[Stored data entries]
──────

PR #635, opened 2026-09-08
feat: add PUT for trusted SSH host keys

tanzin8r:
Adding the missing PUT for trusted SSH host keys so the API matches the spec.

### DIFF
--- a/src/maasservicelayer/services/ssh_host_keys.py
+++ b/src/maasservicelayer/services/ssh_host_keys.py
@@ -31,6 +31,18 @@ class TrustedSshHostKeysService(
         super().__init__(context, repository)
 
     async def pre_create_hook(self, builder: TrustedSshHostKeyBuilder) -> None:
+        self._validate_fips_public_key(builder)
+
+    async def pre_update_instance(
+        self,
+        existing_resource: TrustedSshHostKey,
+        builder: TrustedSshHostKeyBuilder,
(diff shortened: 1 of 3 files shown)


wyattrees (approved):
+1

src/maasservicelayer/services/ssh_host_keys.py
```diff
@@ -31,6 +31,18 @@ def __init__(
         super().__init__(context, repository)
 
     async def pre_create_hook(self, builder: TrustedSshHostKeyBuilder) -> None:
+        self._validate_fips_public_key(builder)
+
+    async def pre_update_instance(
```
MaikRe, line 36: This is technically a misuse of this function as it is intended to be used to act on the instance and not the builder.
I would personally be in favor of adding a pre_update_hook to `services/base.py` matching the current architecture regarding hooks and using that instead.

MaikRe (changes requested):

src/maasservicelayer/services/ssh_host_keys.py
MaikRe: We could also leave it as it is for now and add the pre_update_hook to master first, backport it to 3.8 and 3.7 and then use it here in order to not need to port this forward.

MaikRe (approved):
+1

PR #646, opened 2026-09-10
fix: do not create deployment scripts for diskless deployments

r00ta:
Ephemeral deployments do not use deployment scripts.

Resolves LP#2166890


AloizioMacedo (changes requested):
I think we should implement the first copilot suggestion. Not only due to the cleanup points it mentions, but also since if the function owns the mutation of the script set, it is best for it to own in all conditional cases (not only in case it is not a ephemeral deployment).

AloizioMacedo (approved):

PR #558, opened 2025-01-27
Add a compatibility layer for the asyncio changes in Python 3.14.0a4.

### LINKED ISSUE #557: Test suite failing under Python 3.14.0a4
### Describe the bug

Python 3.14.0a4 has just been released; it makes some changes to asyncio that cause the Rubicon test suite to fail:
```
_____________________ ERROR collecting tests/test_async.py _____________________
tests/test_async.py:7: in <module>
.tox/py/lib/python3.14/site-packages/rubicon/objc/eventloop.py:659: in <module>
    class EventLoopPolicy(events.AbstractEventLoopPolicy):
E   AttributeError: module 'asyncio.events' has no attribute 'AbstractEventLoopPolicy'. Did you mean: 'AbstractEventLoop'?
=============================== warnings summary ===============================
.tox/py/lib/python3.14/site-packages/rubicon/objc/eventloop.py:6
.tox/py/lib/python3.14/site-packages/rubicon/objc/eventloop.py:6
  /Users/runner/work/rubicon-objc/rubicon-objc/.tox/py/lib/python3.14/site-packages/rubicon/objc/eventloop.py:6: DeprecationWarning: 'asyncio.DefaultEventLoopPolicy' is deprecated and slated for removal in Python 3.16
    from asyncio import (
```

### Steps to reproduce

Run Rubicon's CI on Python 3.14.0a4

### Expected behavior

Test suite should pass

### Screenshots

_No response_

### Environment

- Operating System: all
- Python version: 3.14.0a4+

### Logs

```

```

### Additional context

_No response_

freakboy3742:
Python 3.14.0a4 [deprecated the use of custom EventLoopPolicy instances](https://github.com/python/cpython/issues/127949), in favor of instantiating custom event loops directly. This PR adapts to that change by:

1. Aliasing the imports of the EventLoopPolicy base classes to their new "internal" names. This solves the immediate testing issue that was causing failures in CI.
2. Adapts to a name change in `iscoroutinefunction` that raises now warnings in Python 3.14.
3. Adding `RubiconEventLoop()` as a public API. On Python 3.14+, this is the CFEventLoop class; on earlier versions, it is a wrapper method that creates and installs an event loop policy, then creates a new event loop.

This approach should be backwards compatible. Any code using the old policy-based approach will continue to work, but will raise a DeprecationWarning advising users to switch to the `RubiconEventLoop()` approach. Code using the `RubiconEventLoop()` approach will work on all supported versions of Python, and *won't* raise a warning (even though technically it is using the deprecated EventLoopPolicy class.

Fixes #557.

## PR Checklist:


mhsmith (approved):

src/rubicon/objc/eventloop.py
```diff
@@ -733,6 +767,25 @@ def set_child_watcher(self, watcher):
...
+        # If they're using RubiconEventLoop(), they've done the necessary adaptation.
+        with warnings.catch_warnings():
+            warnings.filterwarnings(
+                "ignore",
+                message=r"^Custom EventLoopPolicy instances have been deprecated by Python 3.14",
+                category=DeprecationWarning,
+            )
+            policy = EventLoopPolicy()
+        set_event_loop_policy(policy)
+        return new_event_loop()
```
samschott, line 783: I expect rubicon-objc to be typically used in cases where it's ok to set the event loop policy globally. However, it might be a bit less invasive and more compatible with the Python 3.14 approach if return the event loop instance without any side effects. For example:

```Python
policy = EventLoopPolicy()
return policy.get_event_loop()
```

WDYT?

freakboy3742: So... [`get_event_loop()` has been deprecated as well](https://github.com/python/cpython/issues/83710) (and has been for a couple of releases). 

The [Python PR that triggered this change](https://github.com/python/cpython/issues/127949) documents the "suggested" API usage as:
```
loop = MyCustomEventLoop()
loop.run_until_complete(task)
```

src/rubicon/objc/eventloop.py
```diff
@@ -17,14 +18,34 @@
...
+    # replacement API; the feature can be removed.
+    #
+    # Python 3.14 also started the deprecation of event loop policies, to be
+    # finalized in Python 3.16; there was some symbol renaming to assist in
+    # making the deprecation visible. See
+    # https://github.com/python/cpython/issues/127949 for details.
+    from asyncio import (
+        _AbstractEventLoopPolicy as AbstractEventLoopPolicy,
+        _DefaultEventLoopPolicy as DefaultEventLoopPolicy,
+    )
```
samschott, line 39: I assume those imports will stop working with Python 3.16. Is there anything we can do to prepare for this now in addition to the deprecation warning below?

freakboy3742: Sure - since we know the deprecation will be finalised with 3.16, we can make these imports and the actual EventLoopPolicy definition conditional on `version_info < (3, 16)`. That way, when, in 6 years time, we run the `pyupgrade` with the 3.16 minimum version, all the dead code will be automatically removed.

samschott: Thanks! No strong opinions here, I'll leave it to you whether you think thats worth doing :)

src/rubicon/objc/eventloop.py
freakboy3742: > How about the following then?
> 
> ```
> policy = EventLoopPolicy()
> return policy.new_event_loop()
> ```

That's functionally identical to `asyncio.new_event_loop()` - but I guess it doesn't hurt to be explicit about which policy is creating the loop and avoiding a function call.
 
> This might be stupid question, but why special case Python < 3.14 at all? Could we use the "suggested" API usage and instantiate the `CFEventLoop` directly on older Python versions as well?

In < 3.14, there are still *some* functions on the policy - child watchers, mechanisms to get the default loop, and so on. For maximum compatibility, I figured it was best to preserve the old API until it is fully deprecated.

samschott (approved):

──────

### TASK DIRECTIONS
Select every line of the records holding the string "asyncio".

### SOLUTION
Add a compatibility layer for the asyncio changes in Python 3.14.0a4.
Python 3.14.0a4 has just been released; it makes some changes to asyncio that cause the Rubicon test suite to fail:
E   AttributeError: module 'asyncio.events' has no attribute 'AbstractEventLoopPolicy'. Did you mean: 'AbstractEventLoop'?
  /Users/runner/work/rubicon-objc/rubicon-objc/.tox/py/lib/python3.14/site-packages/rubicon/objc/eventloop.py:6: DeprecationWarning: 'asyncio.DefaultEventLoopPolicy' is deprecated and slated for removal in Python 3.16
    from asyncio import (
+    from asyncio import (
That's functionally identical to `asyncio.new_event_loop()` - but I guess it doesn't hurt to be explicit about which policy is creating the loop and avoiding a function call.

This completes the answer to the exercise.